Just six weeks after first getting on bike, Josh took part in a London to Paris bike ride for the Help for Heroes charity. From there, he went on to represent the British Armed Forces in the inaugural Invictus Games, winning medals in both disciplines.

He then went on to become part of a team of athletes that conquered the Race across America, a 3000 mile cycle challenge from California to Washington. Being involved in a team activity again was the best part for Josh. He’d lost that sense of belonging through not playing football and when he left the Army and for him cycling replaced some of what he lost.

In 2019, Josh faced another life-changing battle. A horror-accident whilst on a cycling holiday in Spain saw him fighting for his life once more. Yet more surgery followed and for the second time, he had to learn to walk again.
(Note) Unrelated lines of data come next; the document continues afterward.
PR #8442, opened 2025-05-14
.github: add release workflow

### LINKED ISSUE #8412: CI: port AppVeyor/CircleCI jobs to GithubActions
Relates to https://github.com/buildbot/buildbot/pull/8410#issuecomment-2848669606

There is multiple configurations to maintain when bumping the minimum python version.
Removing these two would be helpful.

### AppVeyor

Was added to have Windows workers (https://github.com/buildbot/buildbot/pull/2019)
Also runs coverage.

Both should be trivial to replace with a GHA

### CircleCI

Was added to build the docs: (https://github.com/buildbot/buildbot/pull/2013)
Also does the release process.

Both can be done in GHA (or maybe Buildbot itself?)

If maintainers ok this, I should be able to do it.

tdesveaux:
On publish of a new Release, this will be triggered to build tarballs and pyinstaller worker for linux and windows. They will be added to the release that triggered them.

This remove appveyor and circleci jobs.

Closes #8412 

The release process might be even more automated, by triggering on a new tag and creating the release.
The pypi upload could also be trivially added here.

This remove the codecov from appveyor and circleci, but is codecov still really used?

This also add back the pyinstaller build of buildbot-worker for windows.

Here is an example run on my fork: https://github.com/tdesveaux/buildbot/releases/tag/v99.9.9
Related action: https://github.com/tdesveaux/buildbot/actions/runs/15014550509
The release was simply created by adding a title and tag, the action built and added the files.

## Contributor Checklist:


RELEASING.rst
```diff
@@ -54,16 +54,15 @@ Then run:
 
 This will create the required tags, make documentation, copy it to bbdocs repo and push everything.
 
-Step 5: Draft a new release and wait for CircleCi to create release tarballs
+Step 5: Draft a new release and wait for GithubAction to create release tarballs
```
p12tic, line 57: Github Action (add space)

.github/workflows/release.yml
```diff
@@ -0,0 +1,85 @@
...
+          cache-dependency-path: |
+            requirements-pip.txt
+            requirements-ci.txt
+            worker/setup.py
+      - run: python -m pip install -r requirements-pip.txt
+      - run: python -m pip install -r requirements-ci.txt
+      - run: python -m pip install pyinstaller==6.13.0
+      - run: pyinstaller pyinstaller/buildbot-worker.spec
+      - run: mv "dist/buildbot-worker${{ matrix.ext }}" "dist/${{ env.WORKER_BIN_NAME }}"
+      - run: trial --reporter=text --rterrors buildbot.test.integration.interop
```
p12tic, line 52: Better not run tests, because once tag is created, the release _must_ happen one way or another. The person doing release should hopefully look into the results of tests before creating the tag. So the only thing this step does is introducing potential instability

.github/workflows/release.yml
```diff
@@ -0,0 +1,85 @@
...
+          cache: 'pip'
+          cache-dependency-path: |
+            requirements-pip.txt
+            requirements-ci.txt
+            master/setup.py
+            worker/setup.py
+      - run: python -m pip install -r requirements-pip.txt
+      - run: python -m pip install -r requirements-ci.txt
+      # needed by maketarballs
+      - run: pipx install virtualenv
```
p12tic, line 79: Why not `python -m pip install virtualenv` like in previous steps?

p12tic (changes requested):
Thanks a lot for looking into this.

p12tic:
I think we should not remove circle CI configuration completely for now, just make it not contain any jobs. I cannot turn off CircleCI because I may need to release from older Buildbot branches.

.github/workflows/release.yml
tdesveaux: To split the 'real' dependencies from the build dependencies.
If virtualenv require a version incompatible with what Buildbot requires, it would cause issues.
Since `pipx` install in an isolated environment, it prevent this.

I forgot to do the same for pyinstaller in the other job though.

p12tic (approved):

.github/workflows/release.yml
p12tic: Yes, please do so. Thanks!

Issue #8374, opened 2025-03-08
Connection to old buildbot slave no longer works


mojca:
After upgrading the buildbot master to 4.2.1, the old build slaves (using "native" system packages on Debian 9 and Solaris 10) are no longer able to connect.

Here is part of the log from the slave:
![Image](https://github.com/user-attachments/assets/dd98f2b8-7cf1-46c7-95b0-0f8dad4c14b9)

mojca:
The code that is throwing the error seems to have been added in https://github.com/twisted/twisted/commit/2ac17b0efd15f828214bb54ac5dee8a99b4df75e.

mojca:
@pythonspeed: do you have any suggestion what to check or modify here?

Note that I'm not a developer of `buildbot`, so maybe another developer could chime in. I believe that the code is asking the client that tries to connect for `getWorkerInfo` which is present in newer version (`buildbot-worker`), but absent in older versions of buildbot clients (`buildbot-slave` which later had to be renamed to avoid unsuitable terms in opensource). With older versions of twisted this was handled properly. If `getWorkerInfo` failed, another command was called, but with the latest version of twisted the same code no longer works.

p12tic:
Ugh, I guess Buildbot will need start patching that specific part of Twisted.

p12tic:
@mojca Could you check if https://github.com/buildbot/buildbot/pull/8450 fixes your problem?

PR #8450, opened 2025-05-15
monkeypatches: Work around old workers not being able to connect

p12tic:
The cause of the error is this new code in Twisted:

https://github.com/twisted/twisted/commit/2ac17b0efd15f828214bb54ac5dee8a99b4df75e#diff-3ee4b290d7221a2e082e7c4c040b64321158a7fdb26bfdb5aefebe4c54075e78R488-R492

Old workers may not send parents attribute in their state, thus they will fail to connect. The same problem may happen on newer workers as well, but it will only be triggered when an exception is sent to the master.

Fixes: https://github.com/buildbot/buildbot/issues/8374

### DIFF
--- a/master/buildbot/monkeypatches/__init__.py
+++ b/master/buildbot/monkeypatches/__init__.py
@@ -72,9 +72,35 @@ def patch_config_for_unit_tests():
     set_is_in_unit_tests(True)
 
 
+@onlyOnce
+def patch_twisted_failure():
+    try:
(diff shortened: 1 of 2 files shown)


tdesveaux:
Setup a reproduction: https://github.com/tdesveaux/buildbot-repro/tree/issue/8374

Can confirm this works

p12tic:
Thanks for reproduction project.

It was at this point that Josh realised something had to change, he’d put his life on hold to pursue cycling and felt that the time was right for him and his family to settle down. He came home, came back to football, returning to Taplow where he started his journey coaching youth football.

He’s coached his youth team for few years now and has taken great comfort and enjoyment from seeing them start their own journey to becoming a team and experiencing the joy of working together to achieve a common goal.

In terms of his involvement, the barriers Josh has faced have been largely personal, learning to adapt and overcome to new challenges in his own way such as demonstrating practices, but this hasn’t stopped him from participating in the sport. As with any passion, you only get out what you put in and whilst Josh has faced more barriers than most, it is clear the joy and value he gets from being a grassroots football coach.

Asked what he would say to anyone with a disability or impairment reading this article who might be questioning whether they could or should get involved in the sport, Josh’s message was clear:

“Try and give it a go, accept the challenge and ask for help if you need it. Teamwork is at the heart of football. You can overcome anything with the right team of people around you and the motivation to challenge yourself and overcome obstacles.”